The side switch is a soft plastic feeling red cover that should last a good long time. And it has anti-roll built in that should stay put on all but a steep sports car hood.

No real knurling, but it's aprox 1.5" girth is easy enough to hold in most cases. Some grooves cut in also help. 

If you're familiar with a Coast HP7, LED Lenser, this light closed will feel right at home. It's about the same size as them. 




^^ top to bottom
Stinger LED, HP7, SLYDE, HP7R, P7

The magnet;
Woah! It's strong. Not too strong like walking by a refridgerator sucks you to it. 




^^ strong enough to hold itself open on surfaces where only 1/3 of the magnet is attached. 
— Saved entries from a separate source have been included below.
PR #772, opened 2026-05-03
feat(uuid): change uuid to v7 for content

gitsomebit:
pr summary:
- change uuid to uuidV7

why:
because content in in content workspace is sorted by its guid by default. because v7 has a time component, this change will group new imports by default and list them in historic order (unless guid is modified)


BrentFarris (approved):
👍 Sounds good to me, thanks!

PR #773, opened 2026-05-03
fix(css): fix min/max width/height

gitsomebit:
pr summary:
- fix disabeling max width/height
- change so 0 is disabled min width/height


BrentFarris (approved):
👍  Woops, thank you!

PR #777, opened 2026-05-06
Widows file dialogue

gitsomebit:
pr summary:
- rewrite native file dialogue (windows)
- mode for opening folders
- custom dialogue fields (dropdowns and checkboxes)
- option to restric navigation to a root folder and subfolders
- make filedialogue optional with build tag `filedialogue`
- add documentation in docs with code snippets

details:
- dialog requests execute on a worker thread
- completed dialog results are queued and processed on the window polling thread
- if `Root` is set, folder navigation is blocked outside that root and accepted selections are validated before results are returned
- start folder rule: `CurrentDirectory` is used only when it is inside `Root`; otherwise the dialog starts from `Root`

NOTE: I included some demo code in `editor_game_interface.go` so you can test the dialogs when running the editor. that code should be removed before merge

NOTE: add missing tag for filedrop in run file and docs


BrentFarris:
Thanks! I'm looking through this as I have time

BrentFarris:
I'll come back to this tonight, sorry for the delay

gitsomebit:
@BrentFarris no worries, we are all busy

did some thinking. maybe we should not add the advanced stuff (advanced options and limiting selection). It adds an unproportional amount of code for functionality that will rarely be used, if not never. But its your call to make

BrentFarris:
> @BrentFarris no worries, we are all busy
> 
> did some thinking. maybe we should not add the advanced stuff (advanced options and limiting selection). It adds an unproportional amount of code for functionality that will rarely be used, if not never. But its your call to make

I'd be in favor of reducing the complexity (not doing the advanced stuff). It can always be added if it's absolutely necessary. I'm always in favor of starting off simple and building out what is actually needed/required.

Are you interested in removing that stuff for this branch/PR, or is that something you'd prefer that I stripped out myself?

gitsomebit:
are you fimiliar enough with the code to strip it? if so, go for it 👍 
can also look over if you want. your call

BrentFarris:
> are you fimiliar enough with the code to strip it? if so, go for it 👍 can also look over if you want. your call

I'm sure it's not too hard to pick up on what's going on and strip it myself. Though it might be a bit longer for me to get around to it. I've been working off my bucket list recently hah

PR #778, opened 2026-05-08
fix(mat3): incorrect row, column and multiply assign

gitsomebit:
pr summary:
- fix mat3 row, column and multiply assign
- add test to ensure correctness


BrentFarris:
Woops! I didn't see that you made this PR earlier and just so happened to update the same code while I was creating tests for all of the other math files

gitsomebit:
seems to be fixed now. will close

PR #781, opened 2026-05-08
fix(err): fix flipBook[0] invalid access

gitsomebit:
pr summary:
- fix flipBook[0] fallback that is reached when len(flipBook) == 0


BrentFarris (approved):
👍 Great, thanks!

PR #786, opened 2026-05-09
fix(doc-links): use proper comment links suported by go

gitsomebit:
pr summary:
- use official go link syntax in comments
- only comments updated


BrentFarris (approved):
👍 Great, thanks!

PR #787, opened 2026-05-09
fix(icon): fix icon blackness

### LINKED ISSUE #766: app icon becomes black sometimes (windows)
sometimes when running editor in debug mode the icon seems not to be set correctly and turns black:

| taskbar | window icon |
|----------|----------|
| Image |  Image |

not yet sure what this causes as it is semi random and i dont have a good way to reproduce yet. might be a timing issue

Platform: Windows

gitsomebit:
pr summary:
- fix #766
- fix leaking old icons when changing icons

detail:
I think the black icon issue was related to `CreateCompatibleBitmap` sometimes producing black icons. I am not fully sure why that is, but I replaced it with `CreateDIBSection` and everything seems to be fine now.
while at it I added better error handling and resource cleanup.

### DIFF
--- a/src/platform/windowing/win32.c
+++ b/src/platform/windowing/win32.c
@@ -1189,34 +1189,80 @@ void window_set_file_drop_enabled(void* hwnd, bool enabled) {
 #endif
 
 void window_set_icon(void* hwnd, int width, int height, const uint8_t* pixelData) {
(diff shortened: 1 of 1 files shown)


BrentFarris (approved):
👍 Thanks!

🤔 Interesting, Windows has a lot of history and therefore a lot of ways to do the same thing with varied success.

PR #798, opened 2026-05-11
Add UI & console log to example game

jacobsorme:
Thoughts on adding a little more to the beginner example? Personally think some UI basics could be useful, as well as some logging. Cheers


BrentFarris (approved):
👍 Sure thing, thanks!

Issue #791, opened 2026-05-10
Game debug console auto scroll bottom?


jacobsorme:
Would it be possible to have the debug console auto scroll to bottom? I'm on Mac, doesn't seem to be the case there.

E.g. these prints
`console.For(g.host).Write(cam.Position().String())`

jacobsorme:
Could we CSS this? E.g this one https://stackoverflow.com/questions/18614301/keep-overflow-div-scrolled-to-bottom-unless-user-scrolls-up

BrentFarris:
We still have `flex` CSS work to do in the engine, so it can't be resolved immediately through CSS, however, it should be simple enough to update the console UI Go code to scroll to bottom automatically when a new message comes in (if you're already at the bottom).

jacobsorme:
Gotcha, will take a look! 🔧

jacobsorme:
Kinda related to #493

PR #809, opened 2026-05-15
#791 Fix console scroll stick

jacobsorme:
Fix scroll sticking to bottom on scroll to bottom. Non-stick on scroll up again, and on typing e.g. `help` which has a tall output, larger than hotnum 50. 

Is there a way to get the line height if Panel? See there is one for Label. Could make this a bit less hotnummed

### DIFF
--- a/src/engine/systems/console/console.go
+++ b/src/engine/systems/console/console.go
@@ -256,6 +256,12 @@ func (c *Console) update(deltaTime float64) {
 	host := c.host.Value()
 	debug.EnsureNotNil(host)
 	kb := &host.Window.Keyboard
+
+	lblParent, ok := c.doc.GetElementById("consoleContent")
+	if ok && matrix.Abs(matrix.Float(lblParent.UIPanel.ScrollY())-lblParent.UIPanel.MaxScroll()[1]) < 50 {
+		lblParent.UIPanel.SetScrollY(matrix.FloatMax)
+	}
+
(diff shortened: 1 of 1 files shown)


jacobsorme:
See now that we have the `c.outputLabel()` but it doesn't have a line height set, because the console output is one label with a single multi row string? If we really want the line height integrated here maybe we could convert the output to many labels?

BrentFarris:
> See now that we have the `c.outputLabel()` but it doesn't have a line height set, because the console output is one label with a single multi row string? If we really want the line height integrated here maybe we could convert the output to many labels?

I'm fine with converting the console to multiple labels, that might be a better approach. We could then re-use labels as they go off-screen so that we could have a (basically) "limitless" amount of entries. That would basically make it so that there are only N labels total (enough to fit within the container), then as one goes out it can be moved/recycled to the bottom for the next label scrolling into view.

jacobsorme:
Gotcha, sounds good. Would also enable us to add individual colors on the labels/rows which could be nice. Make that in another PR and proceed with this if you're OK with the hotfix here?

BrentFarris:
> Gotcha, sounds good. Would also enable us to add individual colors on the labels/rows which could be nice. Make that in another PR and proceed with this if you're OK with the hotfix here?

That works, thanks! I think being able to color the lines in the console will be nice so that we can identify warnings/errors quickly.

BrentFarris (approved):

And for the wall test folks;




^^ slight outter ring due to crenallation shadow.




Can it throw?




^^ you betcha.
But lots of useable spill when you need to see from an unlit path what goes bump in the night behind the shop at midnight.

The only qualm I have with this light is Paul Kim UPS and Amazons fault. See I just took delivery of a PK, which has near perfect color rendition. So budget lights are now judged unfairly.




^^ obviously a pine tree....




^^ but like I said...it's an unfair test anymore.

The beam is white. Why Mags are still blue is beyond me. But lots of nice white beams are popping up galore. Anyway, it's a very bright light that feels like a weapon light, but acts like a work light. 

I expect decent battery life due to somewhat subdued output, yet bright enough to cause your enemy to see spots if you need to. 

I didn't speak on the LED array, because it's such a light around corners flooder. It will definitely light up an area you need to see nearby, yet the difusion eliminates most flash back....so long as it's not up in your face close. It's much too bight to hold 4" from what you want to see. But move it 6-8", maybe a foot away and suddenly it's daylight at night.

This one came from Batteries + Bulbs I'm told.


----------



## Str8stroke (Dec 25, 2015)

Nice review! 
When it stops working, let me know. I have fixed a dozen or so of them. They are great lights once you fix all the cold solder joints. Also the magnet will come loose soon. A word of advice, don't twist or rotate the head around a lot. It will twist the head connection wires in a jiffy. Then, no light. Otherwise, great little light.


----------



## bykfixer (Dec 25, 2015)

^^ heck yeah! thanks for the tips and the offer to help. 

Will put a wrap of pipe tape on the threads to the magnet cap and if need be re-glue it back in.

Woulda probably made sense to groove the slider so it won't rotate if twisting the body is an issue. 

So are you saying leave the face cap on? Or be careful about rotating the body? Or both?


----------



## LetThereBeLight! (Dec 25, 2015)

Love the Slyde, as do the two I've gifted it too.


----------



## Str8stroke (Dec 25, 2015)

Don't twist the body, It only has enough wire from the factory to turn about 180 degrees each way. If you rotate the thing 360 you will bind up the wires. Pulling loose the solder joints. There are several joints. I went through my pics, but I trashed the ones I had of the inside. They are a easy fix, once you figure out where the wires go. lol I use mine all the time. It really is a handy light. Just be careful when using it. If you just slide the head in and out. No problems (usually). I use super glue gel to fix the magnets.


----------



## bykfixer (Dec 25, 2015)

Phew....
I read 'don't twist the body' and experienced an uh-oh moment, but then read '360 degrees.'

I've accidently done like 45-90° a couple of times while putting back the tail cap or face cap.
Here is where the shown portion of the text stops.